Dive Brief:
- After being consigned to the pharmaceutical R&D dustbin in late 2012, Roche's cholesterol treatment, dalcetrapib, may be resuscitated after researchers looking closely at the data found that it works in a subset of patients.
- The drug was initially scrapped because the overall data did not bear out the idea that dalcetrapib decreased cardiovascular (CVD) events, including CVD-related deaths.
- After publishing their new analysis in Circulation: Cardiovascular Genetics, the researchers who rediscovered dalcetrapib's potential are undertaking a genetics-guided clinical study in patients who fit the target genetic profile.
Dive Insight:
When cholesterylester transfer protein (CETP) inhibitors were first being investigated, the theory that raising HDL-C could decrease the risk of CVD events in at-risk patients was being accepted as a medical reality.

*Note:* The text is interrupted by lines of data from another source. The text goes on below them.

PR #798, opened 2022-01-14
Introduce asset quantum amount instead of min_Lp_stake

### LINKED ISSUE #797: Replace asset parameter min_Lp_stake with quantum
In many places we need to have information about what a minimum economically meaningful amount of an asset is. Often it's not 1 because for an asset with 18 decimals this would be 1e^{-18}. 

Thus we introduce "quantum" as "the minimum economically meaningful amount of an asset". Min_Lp_stake will be removed and replaced by `quantum x min_LP_stake_quantum_multiple`, where `min_LP_stake_quantum_multiple` is a new network parameter.

davidsiska-vega:
Closes #797 .


davidsiska-vega:
One comment from @jeremyletang on slack was that this will be a bit of pain with respect to LNL restore when we change the parameter name inside the asset; it the LNL restore code will have to handle it specifically I guess.

edd:
I'm going to deal with the merge conflict after merging #799

**Update**: Done

jeremyletang (dismissed):

ze97286 (approved):

PR #816, opened 2022-01-31
Rewards and Net Treasury simplification for oregon trail and beyond

### LINKED ISSUE #800: Rewards and network treasury simplification
## Overview

To be ready for trading as quickly as possible we want to simplify the design of the reward system, and the network treasury accounts and transfers that support it. This ticket is for discussion of a proposed revised scope and also serves as the ticket to implement the agreed changes (once agreed) in the specs. 

It should only be closed when engineering (including @vegaprotocol/core and @vegaprotocol/qa) are happy with the updated specs. 

The below proposal affects/supersedes specs `0055-TREA`, `0056-REWA`, `0057-REWF`, and impacts WIP spec `0067-transfers` ([PR](https://github.com/vegaprotocol/specs-internal/pull/779)).

## Principles and approach

In order to simplify the design as far as possible, we have looked to drop entire features if possible and otherwise remove transactions, configurability, and a calculations. The following is a summary of the simplifications in this proposal:

- We no longer create or control rewards with transactions and there are no per-reward-scheme-instance parameters
- All rewards therefore now implicitly exist for all markets/assets
- We now only ever have one reward scheme per reward type + settlement asset + reward payout asset combination
- All rewards are now calculated once per epoch with the same epochs as validators / staking
- We always pay out the FULL reward pool each epoch
- All new rewards being added are now based on a simple sum of already available data
- We longer have governance controlled transfers in scope. It will therefore initially be impossible to pay out of network treasury accounts, and they exist ONLY as the place that the insurance pool balance goes to when a market closes). Note: this means we will no longer top up validator rewards to 0x0 network treasury but instead send them to a Vega pubkey and use transfer transactions to move from the pubkey to the validator reward pool

## Summary of new scope / requirements

- **Network treasury account** (per asset) exists and can be paid INTO by depositing the asset to 0x0 as well as via transfers and from insurance pools at market closing. At this point funds can’t be paid OUT of the network treasury for any asset.
- **Transfers** from a Vega pubkey general account ONLY
    - To: another (different) pubkey or the network treasury or any valid reward pool account
    - Created by transactions to the network going through consensus (in future governance proposals will be used to create transfers from network treasury or reward pool accounts to other accounts, for now that is not possible)
    - One-off transfers
        - Amount
        - From/to accounts
        - Date/time (amount is taken immediately and paid out on date)
    - Regular transfers (maximum of 1 per from and to account pair)
        - Start epoch
        - End epoch
        - Start amount
        - From/to accounts
        - Factor
        - Before start epoch, after end epoch 0 is transferred at beginning of epoch (cancelled after end epoch)
        - In between, amount is paid at the start of each epoch where: amount = start amount * factor ^ (current epoch - start epoch)
        - Change by sending a new regular transfer for same from and to accounts
        - Cancel by sending one that sets the amount to 0
    - Transaction initiated/controlled (from = pubkey)
- **Rewards general framework**
    - Reward fund account (per reward + settlement asset + reward payout asset combo except for validator rewards which is just one per reward payout asset)
    - Count metric:
        - value of X at end of period (e.g. validator score)
        - sum of X over period (i.e. fees)
    - Period = 1 epoch
    - Distribute full reward pool account per 1 epoch pro rata 
- **Rewards needed for MVP**
    - Value of validator score (already exists)
    - Sum of fees paid (accross all markets for an asset)
    - Sum of maker/taker fees received (accross all markets for an asset)
    - Sum of LP fees received (accross all markets for an asset)
    - For any epoch if lifetime sum of trade value for fee purposes for any markets goes over network_param * quantum FOR THE FIRST TIME, the original proposers of those markets share the reward pool equally (if none, no payout). No market ever gets paid out more than once. (Across all markets for an asset.)

## Next steps

We need to validate these requirements, assess the complexity and impact to build and QA them, and then get specs updated (including acceptance criteria) and review by @vegaprotocol/qa and @vegaprotocol/core.

davidsiska-vega:
This should implement the proposal in this issue https://github.com/vegaprotocol/specs-internal/issues/800 and closes #800 when done. It assumes that https://github.com/vegaprotocol/specs-internal/pull/779 will cover transfers and periodic transfers.


protocol/0056-REWA-rewards_overview.md
```diff
@@ -1,161 +1,165 @@
...
 
-A reward type may have one or more parameters that can be defined for each reward scheme of that type. These parameters may be used by the calculation logic to control how the split of rewards is decided between eligible participants.
+There will be *one* reward account per every Vega asset (settlement asset) and per every reward metric per every Vega asset (reward asset). 
+Any asset on Vega can be either settlement asset or reward asset or both. 
 
+It must be possible for any party to run a one off [transfer](????-????-transfers.md) or create a [periodic transfer](????-????-transfers.md) to any of these reward accounts. 
+Note that saying "per every Vega asset" twice above isn't a typo. We want to be able to pay rewards e.g. in $VEGA for markets settling in e.g. $USDT. 
 
-### Calculation method
+Reward account balances are to be summed per reward asset and added to the network treasury account for the asset when a [LNL checkpoint](../non-protocol-specs/0005-limited-network-life.md) is made.
```
ze97286: That’s not true. Reward accounts (both network treasury for the asset as well as the other types of reward accounts for the asset are actually included in the LNL checkpoint so nothing is being transferred to the network treasury at the time of taking a checkpoint. This is only done for market insurance accounts,

ze97286 (approved):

But once a study of more than 15,000 patients failed to confirm that hypothesis, the American Heart Association stated that raising HDL-C does not decrease the risk of CV events in at-risk patients (e.g., those with acute coronary syndrome).
Now, less than three years later, researchers have learned more about the ability of certain drugs to work for certain individuals based on genetics. This is another step forward for personalized medicine—and potentially a second chance for CETP inhibitors and Roche.